What actually changed

实际发生了哪些变化

CNCF graduation — OTel moved from incubating to graduated, joining Kubernetes, Prometheus, and a handful of other foundational cloud-native projects. This signals production-readiness and long-term stewardship. CNCF 毕业 —— OTel 从孵化项目转为毕业项目，与 Kubernetes、Prometheus 及其他少数基础云原生项目并列。这标志着它已具备生产就绪能力，并拥有了长期的管理保障。
Origins — formed from the merger of OpenTracing and OpenCensus, OTel has absorbed thousands of contributors across language SDKs, semantic conventions, and the Collector. 起源 —— OTel 由 OpenTracing 和 OpenCensus 合并而成，汇聚了数以千计的贡献者，涵盖了多种语言的 SDK、语义约定以及 Collector（采集器）。
Declarative configuration went stable — a quieter but significant win: you can now configure the OTel Collector declaratively, which matters for GitOps and platform teams managing collectors at scale. 声明式配置趋于稳定 —— 这是一个虽低调但意义重大的胜利：你现在可以以声明式方式配置 OTel Collector，这对采用 GitOps 的团队以及大规模管理采集器的平台团队至关重要。
GenAI semantic conventions are in active use — the gen_ai.* attribute namespace standardises how LLM operations are recorded: model name, input/output token counts, finish reasons, tool calls, and (when opted in) full prompt/response content. GenAI 语义约定已投入使用 —— gen_ai.* 属性命名空间标准化了 LLM 操作的记录方式，包括：模型名称、输入/输出 Token 计数、完成原因、工具调用，以及（在授权情况下）完整的提示词/响应内容。
Major AI tools already emit OTel — VS Code Copilot, OpenAI Codex, and Claude Code all export OTel telemetry today. That’s not an aspiration — it’s already the default for the most-used AI coding tools. 主流 AI 工具已支持 OTel 输出 —— VS Code Copilot、OpenAI Codex 和 Claude Code 目前均已导出 OTel 遥测数据。这不再是愿景，而是目前最主流 AI 编程工具的默认配置。

Why this matters

为什么这很重要

OTel is the first observability framework that’s genuinely spanning both cloud-native infrastructure and AI workloads under a single standard. That’s a big deal. Before the GenAI semantic conventions, monitoring an AI agent meant vendor-specific dashboards, proprietary SDKs, or rolling your own spans. Now you get a common schema — gen_ai.request.model, gen_ai.usage.input_tokens, gen_ai.client.operation.duration — that any OTLP-compatible backend can ingest and visualise. OTel 是第一个真正将云原生基础设施和 AI 工作负载统一在单一标准下的可观测性框架。这意义重大。在 GenAI 语义约定出现之前，监控 AI 智能体意味着必须使用特定供应商的仪表板、专有 SDK 或自行编写 Span。现在，你拥有了一个通用的模式——gen_ai.request.model、gen_ai.usage.input_tokens、gen_ai.client.operation.duration——任何兼容 OTLP 的后端都可以对其进行摄取和可视化。
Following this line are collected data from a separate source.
PR #3678, opened 2021-05-13
Add initial upgrade test suite

sunjayBhatia:
Adds an upgrade test suite (only 1 test for now) that runs against a cluster with a contour installed, checks routability, upgrades contour, then checks routability again.

Unmarshals current deployment yaml to update the contour deployment.

Tests in this change can be run with:

```
CONTOUR_UPGRADE_FROM_VERSION=v1.15.0 CONTOUR_UPGRADE_TO_IMAGE=projectcontour/contour:<some-image tag> make upgrade
```

Make target installs kind cluster, installs "from" contour version, loads image into cluster, and runs tests


test/e2e/upgrade/upgrade_test.go
```diff
@@ -0,0 +1,342 @@
...
+	contourClusterRole        *rbac_v1.ClusterRole
+	contourService            *v1.Service
+	envoyService              *v1.Service
+	contourDeployment         *apps_v1.Deployment
+	envoyDaemonSet            *apps_v1.DaemonSet
+}
+
+// Unmarshals resources from rendered Contour manifest in order and updates
+// each.
+func updateContourDeploymentResources() contourDeploymentResources {
```
youngnick, line 178: This is really neat, seems like it will need to be updated if we add any bits to the example YAML though? If so, Not a dealbreaker, since the job will fail then, but maybe worth a comment?

youngnick (approved):
LGTM aside from a small doc request. Nice work.

.github/workflows/prbuild.yaml
```diff
@@ -106,6 +106,54 @@ jobs:
...
+            ${{ runner.os }}-${{ github.job }}-go-
+      - name: add deps to path
+        run: |
+          ./hack/actions/install-kubernetes-toolchain.sh $GITHUB_WORKSPACE/bin
+          echo "$GITHUB_WORKSPACE/bin" >> $GITHUB_PATH
+      - name: upgrade tests
+        env:
+          NODEIMAGE: ${{ matrix.node_image }}
+          LOAD_PREBUILT_IMAGE: "true"
+          CONTOUR_UPGRADE_FROM_VERSION: v1.15.1
```
stevesloka, line 153: Should add this to the release notes somewhere so we don't forget to change it.

stevesloka (commented):
Just one small comment but looks neat to me. Would also be nice to have a multi-node k8s cluster, but that again can be a future iteration. =)

.github/workflows/prbuild.yaml
sunjayBhatia: hmm yeah good point, i'll add it to the release-process.md doc to start?

skriss: documenting for now sounds good. we might be able to compute this -- one way off the top of my head is to curl `https://github.com/projectcontour/contour/releases/latest`, follow the redirect, and grab the version from there

skriss: Actually you already have code to compute it from git tags, do we even need to pass it explicitly here?

sunjayBhatia: ah yeah i forgot about that, it wasn't working in CI b/c of the way a PR branch is cloned but I can try to get it to work

skriss (approved):
LGTM, great to get this in!

test/e2e/upgrade/upgrade_test.go
```diff
@@ -0,0 +1,344 @@
...
+
+	const appHost = "upgrade-echo.test.com"
+
+	BeforeEach(func() {
+		namespace = "contour-upgrade-test"
+		f.CreateNamespace(namespace)
+
+		By("deploying an app")
+		f.Fixtures.Echo.Deploy(namespace, "echo")
+		i := &networking_v1.Ingress{
```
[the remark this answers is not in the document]
sunjayBhatia: no reason was just quicker to write up when i did it, but yeah we should probably have some SLO with all the different resources we support

thinking in the future we have a check to ensure N seconds after a resource is created, its route should be configured, some number of 9s percent of the time

.github/workflows/prbuild.yaml
sunjayBhatia: should be fixed now

test/e2e/upgrade/upgrade_test.go
```diff
@@ -0,0 +1,344 @@
...
+		f.DeleteNamespace(namespace)
+	})
+
+	Specify("applications remain routable after the upgrade", func() {
+		resources := updateContourDeploymentResources()
+
+		By("waiting for contour deployment to be updated")
+		require.Eventually(f.T(), func() bool {
+			require.NoError(f.T(), f.Client.Get(context.TODO(), client.ObjectKeyFromObject(resources.contourDeployment), resources.contourDeployment))
+			return resources.contourDeployment.Status.Replicas == *resources.contourDeployment.Spec.Replicas
```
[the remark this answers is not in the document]
sunjayBhatia: yeah, CI is passing too fast, no way it has updated the deployment in 2s :(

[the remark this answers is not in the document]
sunjayBhatia: should hopefully be better now, checking contour pods are updated with the container image and are in the ready state

skriss (approved):
nice, the update looks good, LGTM!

The practical upside: if your AI agent takes 45 seconds to answer a question, you can now tell whether it was the model, a slow tool call, or a retry loop — without guessing. Token costs, latency histograms, and tool invocation traces all flow through the same pipeline you already run for your services. 实际的好处在于：如果你的 AI 智能体回答问题耗时 45 秒，你现在可以准确判断是模型本身的问题、工具调用缓慢还是重试循环导致的，无需猜测。Token 成本、延迟直方图和工具调用追踪，现在都可以通过你现有的服务流水线进行统一处理。
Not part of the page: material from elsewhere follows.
Issue #3681, opened 2021-05-14
CI pipeline/job improvements


sunjayBhatia:
Related to https://github.com/projectcontour/contour/issues/3679 there are various improvements we may be able to make in order to have more confidence in our CI jobs/pipelines, speed them up, and follow best practices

The graduation timing is deliberate. OTel is establishing itself as the standard before the AI observability market fragments into proprietary tooling. That’s the same playbook it ran against Prometheus/Jaeger fragmentation in the cloud-native space. 此次毕业的时机经过深思熟虑。OTel 正在 AI 可观测性市场碎片化为各种专有工具之前，确立其标准地位。这与它当年在云原生领域应对 Prometheus/Jaeger 碎片化时所采用的策略如出一辙。

What to do

建议行动

If you’re building AI-powered apps: Instrument with the GenAI semantic conventions now — they’re in use and under active development, so your feedback shapes what gets standardised. Try the free Aspire Dashboard Docker image for local GenAI telemetry exploration — OTLP-native, no cloud account required. 如果你正在构建 AI 应用： 请立即使用 GenAI 语义约定进行埋点——它们已投入使用并处于活跃开发阶段，你的反馈将决定未来的标准化方向。尝试使用免费的 Aspire Dashboard Docker 镜像进行本地 GenAI 遥测探索——它是 OTLP 原生的，无需云账号。
If you’re a platform/infra engineer: OTel Collector declarative config is now stable — worth revisiting your collector setup if you deferred it waiting for stability. Check if your AI tooling already emits OTel (Copilot and Codex do) — you may have free telemetry sitting uncollected. 如果你是平台/基础设施工程师： OTel Collector 的声明式配置现已稳定——如果你之前因等待稳定性而推迟了配置，现在是重新审视的好时机。检查你的 AI 工具是否已支持 OTel 输出（Copilot 和 Codex 已经支持）——你可能正坐拥大量未被采集的免费遥测数据。
If you’re evaluating observability vendors: Prioritise OTLP-native backends. Vendor lock-in via proprietary agents is increasingly a bad bet when the standard is this mature. 如果你正在评估可观测性供应商： 请优先选择 OTLP 原生后端。在标准如此成熟的今天，通过专有 Agent 导致的供应商锁定已不再是明智之举。